Integration ist ein Prozess, an dem wir alle beteiligt sind

Integration ist ein mühevoller Prozess. Einer, an dem wir alle beteiligt sind (oder sein sollten). Er vollzieht sich in beinahe selbstverständlicher Art und Weise täglich in der Nachbarschaft, an den staatlichen Schulen, in den Vereinen, auf den Sportplätzen und natürlich an den zahlreichen Integrationskursen in den Sprachschulen in dieser Stadt. Die Teilhabe der politischen Parteien und der städtischen Institutionen an diesem segensreichen Prozess ist im Verhältnis betrachtet äußerst gering und – wenn man den Fokus auf den Integrationsbeirat und das städtische Ausländeramt richtet – defizitär.

Man kann Peter Grab vorwerfen, dass er sich in Sachen Akcay und Integrationsbeirat viel zu indifferent verhalten hat, und auch dann noch „herumgedeutelt“ hat, als eine klare Kante notwendig gewesen wäre. Man darf daraus möglicherweise sogar den Schluss ziehen, dass Peter Grabs einsames und schwer durchschaubares „Vor-sich-Hinwerkeln“ immer mehr zur Belastung für die Stadtregierung wird. Kulturreferent Grab jedoch indirekt politische Nähe zu den Grauen Wölfen oder anderen türkischen Nationalisten zu unterstellen, ist allerdings skandalös und in zweierlei Hinsicht unerträglich. Stefan Kiefers SPD-Anfrage im Stadtrat hat sich nicht nur wie ein politisch verheerender Vernichtungsversuch in einem nationalen Untersuchungsausschuss angehört, sondern hat auch dazu geführt, dass Kiefer und die SPD Beifall von der falschen Seite bekamen. Gerhard Schmids Pressemitteilungen sind in einem deutschtümelnden Ton gehalten und zielen im Geiste auf eine „Alles-auf-Anfang-Diskussion“ ab.

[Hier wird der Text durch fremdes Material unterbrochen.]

Issue #527, opened 2025-06-19
Pytest follow-up. Use restricted access keys


kevindeforth:
In the pytests, we currently make the signer_pk and respond keys full access keys . It would be better to only grant them access for calling the contract methods that they actually require.

old branch:
https://github.com/near/mpc/blob/4af607d092eb1ecfe22f44a490b4e98bc1fd7d8f/pytest/common_lib/shared/__init__.py#L45

netrome:
Unblocked, we just needed to kill some processes using shared ports. Unfortunately the error messages were very verbose making this take more time than it should.

PR #1070, opened 2025-09-11
feat(pytest): restrict signer keys to MPC contract method (clean)

barakeinav1:
fixes https://github.com/near/mpc/issues/527


kevindeforth (approved):
Thanks a lot!

PR #1067, opened 2025-09-10
feat: enforce valid TEE attestations for all nodes

DSharifi:
closes #1052

PR #1094, opened 2025-09-12
fix: retry sending of attestation submission transaction

### LINKED ISSUE #1069: MPC node should retry to submit participant info in case it failed
### Background

During first boot flow, submit_tee_participant_info is called by the MPC node in order to submit its attestation information and P2P key.

This method must be called ONLY after the operator has added the node’s key to their account. otherwise it will fail.
There are several options to handle such a failure.
see 
https://nearone.slack.com/archives/C07UW93JVQ8/p1755244298678639?thread_ts=1755181284.788119&cid=C07UW93JVQ8

Option choose:  The MPC node will check if the submission was successful and retry to submit in a loop.

check state:  get_tee_accounts and compare to the node's account.
https://github.com/near/mpc/blob/123dde9454e267e2f17363b7f1f120ab124806c8/libs/chain-signatures/contract/src/lib.rs#L1097C12-L1097C27

 

### Acceptance Criteria

Code is implemented and tested.

slack discussion 

https://nearone.slack.com/archives/C07UW93JVQ8/p1755244298678639?thread_ts=1755181284.788119&cid=C07UW93JVQ8

DSharifi:
closes #1069 

The changes here are tested in pytests in #1067

### DIFF
--- a/node/src/indexer/tx_sender.rs
+++ b/node/src/indexer/tx_sender.rs
@@ -20,6 +20,8 @@ use std::time::Duration;
 use tokio::sync::mpsc;
 use tokio::time;
 
+const GET_TEE_ACCOUNTS_METHOD_NAME: &str = "get_tee_accounts";
+
 /// Creates, signs, and submits a function call with the given method and serialized arguments.
 async fn submit_tx(
     tx_signer: Arc<TransactionSigner>,
@@ -180,7 +182,7 @@ async fn observe_tx_result(
                         block_reference: BlockReference::Finality(Finality::Final),
                         request: QueryRequest::CallFunction {
                             account_id: indexer_state.mpc_contract_id.clone(),
-                            method_name: "get_tee_accounts".to_string(),
+                            method_name: GET_TEE_ACCOUNTS_METHOD_NAME.to_string(),
                             args: get_pending_request_args.into(),
                         },
                     }


barakeinav1:
looks good.
I don't have a particular comments in addition to what was siad before.
 
BTW, we call submit_remote_attestationonly in case the MPC node's hash is matches the valid hash on the contract,  correct? otherwise, 
the node will just call submit_remote_attestation without any possibility of success.

pbeza (approved):

netrome:
> If so, I think submitting the new (real) attestation should just succeed, so GET_TEE_ACCOUNTS_METHOD_NAME won’t be called—since there’s no need to retry the attestation submission. Or am I missing something?

I think the point is that we use the current state to determine whether or not to retry, irrespective of the status of the transaction. Right now the flow is roughly:

1. Submit transaction.
2. Observe if we have a valid attestation or not.
3. If invalid, retry.

Imagine now that we submit an updated attestation, but the transaction fails or isn't picked up for any reason. We should retry in this case, but since the contract has a valid attestation already we won't.

So yeah that's a bug. Great observation @barakeinav1!

DSharifi:
Closed in favor of #1174 which uses the new `TransactionSender` API

PR #1102, opened 2025-09-13
chore: Dsharifi/contract in workspace pls

DSharifi:


netrome (approved):

deployment/Dockerfile-mpc-tee
```diff
@@ -15,6 +15,7 @@ WORKDIR /app
 COPY .git .git
 COPY node node
 COPY devnet devnet
+COPY pytest/test_contracts pytest/test_contracts
```
netrome, line 18: Why do we add the test contracts to the dockerfile?

I know this is just part of the build image so it doesn't affect the size of the final image but still.

netrome: Right thanks for clarifying :pray:

PR #1111, opened 2025-09-15
chore: remove enum `VersionedMpcContract` contract state in favor of a single version struct

### LINKED ISSUE #1110: `MpcContractVersion` struct does not need to be an enum
### Background

The contract implementation is annoying to work with. It's represented as an enum, where each variant of the enum is a versioned variant.

For every single public method, we currently try to extract `V2` variant of the enum, otherwise we panic:
https://github.com/near/mpc/blob/5f62f1c11517eee8d9883fe0fed798e5e6a75a66/libs/chain-signatures/contract/src/lib.rs#L1077-L1080

We currently have 37 occurrences of such matches or "if let else".

I can only assume the motivation of the enum representation was a misinformed decision to be able to do upgrades. That assumption is a misinformed decision and is pure tech debt. We don't need to represent this state as an enum for upgrades to work.

An upgrade allows us to use a generic parameters for the struct definition of the previous contract state, meaning we can use new structs to represent the new contract state while serialization will still work.

https://github.com/near/mpc/blob/5f62f1c11517eee8d9883fe0fed798e5e6a75a66/libs/chain-signatures/contract/src/lib.rs#L1273-L1284

### User Story

_No response_

### Acceptance Criteria

Remove `MpcContractVersion` from the contract implementation.

_No response_

DSharifi:
closes #1110

### DIFF
--- a/crates/contract/tests/expired_attestation.rs
+++ b/crates/contract/tests/expired_attestation.rs
@@ -9,7 +9,7 @@ use mpc_contract::{
     },
     state::ProtocolContractState,
     tee::tee_state::NodeId,
-    VersionedMpcContract,
+    MpcContract,
 };
 
 use assert_matches::assert_matches;
@@ -21,7 +21,7 @@ use near_sdk::{
 use std::time::Duration;
 
 struct TestSetup {
-    contract: VersionedMpcContract,
+    contract: MpcContract,
     participants_list: Vec<(AccountId, ParticipantId, ParticipantInfo)>,
 }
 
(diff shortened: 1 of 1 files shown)


kevindeforth (changes requested):
https://nearone.slack.com/archives/C0912BTG51T/p1757928286968949?thread_ts=1757923837.366669&cid=C0912BTG51T

> Are we sure this is the motivation? One benefit the VersionedMpcContract provides is that the distinction between exposed endpoint and non-exposed endpoint is very easy to make.

By exposed endpoint, do you mean methods that will be callable as smart contract methods? That hasn't changed. We still need to explicitly expose them with the #[near_bindgen] procedural macro.
See the difference between these two Impls.
Impl that exposes contract methods: https://github.com/near/mpc/blob/ddd68966fb6bce484a5af2d51083a731b5b34279/libs/chain-signatures/contract/src/lib.rs#L124-L126
Impl that does not expose methods: https://github.com/near/mpc/blob/ddd68966fb6bce484a5af2d51083a731b5b34279/libs/chain-signatures/contract/src/lib.rs#L96-L97

kevindeforth (approved):
I came to appreciate. Thanks :+1:

PR #1113, opened 2025-09-15
chore: update ci to use reproducible builds

### LINKED ISSUE #1090: Update CI to use reproducible builds
### Background

In https://github.com/near/mpc/pull/1064 we achieved reproducible builds. Now we need to update our CI so that these builds are published to dockerhub.

### User Story

_No response_

### Acceptance Criteria

The images published to dockerhub are reproducible.

_No response_

gilcu3:
Closes #1090

### DIFF
--- a/.github/workflows/docker_release.yml
+++ b/.github/workflows/docker_release.yml
@@ -34,7 +34,11 @@ jobs:
       - name: Get SOURCE_DATE_EPOCH
         shell: bash
         run: |
-          echo "SOURCE_DATE_EPOCH=$(git log -1 --pretty=%ct)" >> "$GITHUB_ENV"
+
+      - name: Fix file timestamps
+        shell: bash
+        run: |
+          find . \( -type f -o -type d \) -exec touch -d @"${{ env.SOURCE_DATE_EPOCH }}" {} +
 
       - name: Sanitize build-ref for Docker tags
         shell: bash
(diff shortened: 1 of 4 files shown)


deployment/Dockerfile-mpc-tee
```diff
@@ -41,7 +14,7 @@ RUN \
 ENV SSL_CERT_FILE=/etc/ssl/certs/ca-certificates.crt
 
 WORKDIR /app
-COPY --from=builder /app/target/x86_64-unknown-linux-gnu/release/mpc-node mpc-node
+COPY target/reproducible/mpc-node mpc-node
```
netrome, line 17: This looks strange to me. Can you explain why we can copy the `mpc-node` binary from outside the docker environment? Shouldn't we build it when we build the container?

netrome (changes requested):
I find it strange that we're delegating the building of the MPC node to the host environment. Is this intentional and if so, why?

Die ehemalige Republikaner-Hochburg hat sich zu einem Vorzeigestädtchen in Sachen Integration entwickelt

Falls sich die CSU nicht schleunigst und deutlich davon distanzieren sollte, dann ist mit einer längst überwundenen Debatte aus der Steinzeit der Integrationspolitik zu rechnen. Ende der achtziger Jahre ging ein Gespenst in Augsburg um. Die rechtsausgerichteten „Republikaner“ erhielten bei einer Europawahl in Augsburg die höchsten Prozentwerte in Deutschland. Seitdem ist nicht nur viel Zeit vergangen, sondern auch viel Positives passiert. Die ehemalige Republikaner-Hochburg aus dem Jahre 89 hat sich politisch und gesellschaftlich zu einem Vorzeigestädtchen in Sachen Integration entwickelt. Der Integrationsprozess wird in Augsburg seit vielen Jahren in allen Bevölkerungsschichten als selbstverständlicher Prozess betrachtet und gelebt. Das ist jenseits aller Sonntagsreden ein Wert, den es nun ohne den geringsten Hauch parteipolitischer Kalkulationen hochzuhalten gilt. Kurt Gribl hat gestern ein deutliches Zeichen gesetzt. Man kann nur hoffen, dass sich alle im Rathaus vertretenen Fraktionen ohne Wenn und Aber zu dieser klaren Positionierung bekennen.